## WORK ITEM
Every record that follows must be given again exactly.

━━━━━━━━━━━━━━━━━━━━━━━━━━━━━━

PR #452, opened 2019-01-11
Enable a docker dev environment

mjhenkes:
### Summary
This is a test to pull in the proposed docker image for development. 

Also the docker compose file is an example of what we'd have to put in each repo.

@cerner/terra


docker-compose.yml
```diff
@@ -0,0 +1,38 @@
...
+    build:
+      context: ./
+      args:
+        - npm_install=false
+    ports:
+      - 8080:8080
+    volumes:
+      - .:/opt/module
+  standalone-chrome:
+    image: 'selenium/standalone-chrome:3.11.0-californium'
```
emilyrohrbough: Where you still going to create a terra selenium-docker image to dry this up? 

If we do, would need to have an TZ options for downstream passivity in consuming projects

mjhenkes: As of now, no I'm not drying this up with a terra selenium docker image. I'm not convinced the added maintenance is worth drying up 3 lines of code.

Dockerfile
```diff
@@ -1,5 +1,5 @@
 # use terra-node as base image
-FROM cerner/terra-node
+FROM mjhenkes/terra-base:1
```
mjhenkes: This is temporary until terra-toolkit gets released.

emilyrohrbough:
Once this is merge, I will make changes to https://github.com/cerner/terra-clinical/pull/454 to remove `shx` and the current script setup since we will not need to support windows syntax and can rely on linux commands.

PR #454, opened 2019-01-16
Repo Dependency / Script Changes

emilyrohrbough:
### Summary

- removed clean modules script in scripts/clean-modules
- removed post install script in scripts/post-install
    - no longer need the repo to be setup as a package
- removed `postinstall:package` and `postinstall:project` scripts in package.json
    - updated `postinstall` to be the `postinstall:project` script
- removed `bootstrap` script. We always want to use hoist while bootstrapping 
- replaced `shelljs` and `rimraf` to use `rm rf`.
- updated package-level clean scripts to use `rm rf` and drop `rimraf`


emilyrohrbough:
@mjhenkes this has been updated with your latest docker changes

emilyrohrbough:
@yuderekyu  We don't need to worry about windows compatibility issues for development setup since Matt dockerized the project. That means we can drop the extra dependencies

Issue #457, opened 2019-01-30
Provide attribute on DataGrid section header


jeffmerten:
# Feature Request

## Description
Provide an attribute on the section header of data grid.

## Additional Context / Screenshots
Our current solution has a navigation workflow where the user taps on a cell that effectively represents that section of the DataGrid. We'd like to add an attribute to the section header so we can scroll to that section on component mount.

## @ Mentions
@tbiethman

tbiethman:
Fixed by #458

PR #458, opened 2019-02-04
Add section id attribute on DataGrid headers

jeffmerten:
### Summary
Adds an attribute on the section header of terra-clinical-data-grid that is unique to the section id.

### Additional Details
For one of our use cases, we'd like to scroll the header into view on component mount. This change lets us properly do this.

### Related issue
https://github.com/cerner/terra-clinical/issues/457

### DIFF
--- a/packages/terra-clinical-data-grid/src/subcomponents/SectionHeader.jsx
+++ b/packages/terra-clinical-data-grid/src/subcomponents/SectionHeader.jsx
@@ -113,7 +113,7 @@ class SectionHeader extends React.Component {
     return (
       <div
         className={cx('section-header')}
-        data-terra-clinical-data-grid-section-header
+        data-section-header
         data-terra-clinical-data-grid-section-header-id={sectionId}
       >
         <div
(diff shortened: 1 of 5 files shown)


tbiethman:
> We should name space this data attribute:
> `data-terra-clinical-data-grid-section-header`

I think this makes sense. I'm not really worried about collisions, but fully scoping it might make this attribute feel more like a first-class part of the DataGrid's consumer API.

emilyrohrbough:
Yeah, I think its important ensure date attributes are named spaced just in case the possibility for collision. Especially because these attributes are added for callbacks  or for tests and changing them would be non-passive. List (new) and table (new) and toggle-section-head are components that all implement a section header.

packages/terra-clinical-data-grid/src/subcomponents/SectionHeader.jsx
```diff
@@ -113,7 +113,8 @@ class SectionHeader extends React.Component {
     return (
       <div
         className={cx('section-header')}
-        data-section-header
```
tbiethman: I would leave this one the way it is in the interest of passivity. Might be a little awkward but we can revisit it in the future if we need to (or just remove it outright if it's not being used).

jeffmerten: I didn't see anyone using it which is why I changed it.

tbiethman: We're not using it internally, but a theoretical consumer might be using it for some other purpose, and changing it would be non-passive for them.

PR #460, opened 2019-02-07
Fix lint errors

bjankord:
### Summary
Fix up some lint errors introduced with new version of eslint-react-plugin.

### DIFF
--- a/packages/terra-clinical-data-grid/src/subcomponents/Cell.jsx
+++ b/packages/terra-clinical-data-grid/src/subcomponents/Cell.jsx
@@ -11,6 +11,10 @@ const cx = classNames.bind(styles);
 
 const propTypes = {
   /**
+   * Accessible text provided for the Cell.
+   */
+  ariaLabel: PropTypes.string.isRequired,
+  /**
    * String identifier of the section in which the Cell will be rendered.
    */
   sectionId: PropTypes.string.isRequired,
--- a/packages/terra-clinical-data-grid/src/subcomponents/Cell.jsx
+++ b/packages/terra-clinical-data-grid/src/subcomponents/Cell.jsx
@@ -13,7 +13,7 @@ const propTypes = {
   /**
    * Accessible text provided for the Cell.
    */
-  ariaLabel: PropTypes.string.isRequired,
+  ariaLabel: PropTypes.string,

━━━━━━━━━━━━━━━━━━━━━━━━━━━━━━

## RESULT OF THE EXERCISE
PR #452, opened 2019-01-11
Enable a docker dev environment

mjhenkes:
### Summary
This is a test to pull in the proposed docker image for development. 

Also the docker compose file is an example of what we'd have to put in each repo.

@cerner/terra


docker-compose.yml
```diff
@@ -0,0 +1,38 @@
...
+    build:
+      context: ./
+      args:
+        - npm_install=false
+    ports:
+      - 8080:8080
+    volumes:
+      - .:/opt/module
+  standalone-chrome:
+    image: 'selenium/standalone-chrome:3.11.0-californium'
```
emilyrohrbough: Where you still going to create a terra selenium-docker image to dry this up? 

If we do, would need to have an TZ options for downstream passivity in consuming projects

mjhenkes: As of now, no I'm not drying this up with a terra selenium docker image. I'm not convinced the added maintenance is worth drying up 3 lines of code.

Dockerfile
```diff
@@ -1,5 +1,5 @@
 # use terra-node as base image
-FROM cerner/terra-node
+FROM mjhenkes/terra-base:1
```
mjhenkes: This is temporary until terra-toolkit gets released.

emilyrohrbough:
Once this is merge, I will make changes to https://github.com/cerner/terra-clinical/pull/454 to remove `shx` and the current script setup since we will not need to support windows syntax and can rely on linux commands.

PR #454, opened 2019-01-16
Repo Dependency / Script Changes

emilyrohrbough:
### Summary

- removed clean modules script in scripts/clean-modules
- removed post install script in scripts/post-install
    - no longer need the repo to be setup as a package
- removed `postinstall:package` and `postinstall:project` scripts in package.json
    - updated `postinstall` to be the `postinstall:project` script
- removed `bootstrap` script. We always want to use hoist while bootstrapping 
- replaced `shelljs` and `rimraf` to use `rm rf`.
- updated package-level clean scripts to use `rm rf` and drop `rimraf`


emilyrohrbough:
@mjhenkes this has been updated with your latest docker changes

emilyrohrbough:
@yuderekyu  We don't need to worry about windows compatibility issues for development setup since Matt dockerized the project. That means we can drop the extra dependencies

Issue #457, opened 2019-01-30
Provide attribute on DataGrid section header


jeffmerten:
# Feature Request

## Description
Provide an attribute on the section header of data grid.

## Additional Context / Screenshots
Our current solution has a navigation workflow where the user taps on a cell that effectively represents that section of the DataGrid. We'd like to add an attribute to the section header so we can scroll to that section on component mount.

## @ Mentions
@tbiethman

tbiethman:
Fixed by #458

PR #458, opened 2019-02-04
Add section id attribute on DataGrid headers

jeffmerten:
### Summary
Adds an attribute on the section header of terra-clinical-data-grid that is unique to the section id.

### Additional Details
For one of our use cases, we'd like to scroll the header into view on component mount. This change lets us properly do this.

### Related issue
https://github.com/cerner/terra-clinical/issues/457

### DIFF
--- a/packages/terra-clinical-data-grid/src/subcomponents/SectionHeader.jsx
+++ b/packages/terra-clinical-data-grid/src/subcomponents/SectionHeader.jsx
@@ -113,7 +113,7 @@ class SectionHeader extends React.Component {
     return (
       <div
         className={cx('section-header')}
-        data-terra-clinical-data-grid-section-header
+        data-section-header
         data-terra-clinical-data-grid-section-header-id={sectionId}
       >
         <div
(diff shortened: 1 of 5 files shown)


tbiethman:
> We should name space this data attribute:
> `data-terra-clinical-data-grid-section-header`

I think this makes sense. I'm not really worried about collisions, but fully scoping it might make this attribute feel more like a first-class part of the DataGrid's consumer API.

emilyrohrbough:
Yeah, I think its important ensure date attributes are named spaced just in case the possibility for collision. Especially because these attributes are added for callbacks  or for tests and changing them would be non-passive. List (new) and table (new) and toggle-section-head are components that all implement a section header.

packages/terra-clinical-data-grid/src/subcomponents/SectionHeader.jsx
```diff
@@ -113,7 +113,8 @@ class SectionHeader extends React.Component {
     return (
       <div
         className={cx('section-header')}
-        data-section-header
```
tbiethman: I would leave this one the way it is in the interest of passivity. Might be a little awkward but we can revisit it in the future if we need to (or just remove it outright if it's not being used).

jeffmerten: I didn't see anyone using it which is why I changed it.

tbiethman: We're not using it internally, but a theoretical consumer might be using it for some other purpose, and changing it would be non-passive for them.

PR #460, opened 2019-02-07
Fix lint errors

bjankord:
### Summary
Fix up some lint errors introduced with new version of eslint-react-plugin.

### DIFF
--- a/packages/terra-clinical-data-grid/src/subcomponents/Cell.jsx
+++ b/packages/terra-clinical-data-grid/src/subcomponents/Cell.jsx
@@ -11,6 +11,10 @@ const cx = classNames.bind(styles);
 
 const propTypes = {
   /**
+   * Accessible text provided for the Cell.
+   */
+  ariaLabel: PropTypes.string.isRequired,
+  /**
    * String identifier of the section in which the Cell will be rendered.
    */
   sectionId: PropTypes.string.isRequired,
--- a/packages/terra-clinical-data-grid/src/subcomponents/Cell.jsx
+++ b/packages/terra-clinical-data-grid/src/subcomponents/Cell.jsx
@@ -13,7 +13,7 @@ const propTypes = {
   /**
    * Accessible text provided for the Cell.
    */
-  ariaLabel: PropTypes.string.isRequired,
+  ariaLabel: PropTypes.string,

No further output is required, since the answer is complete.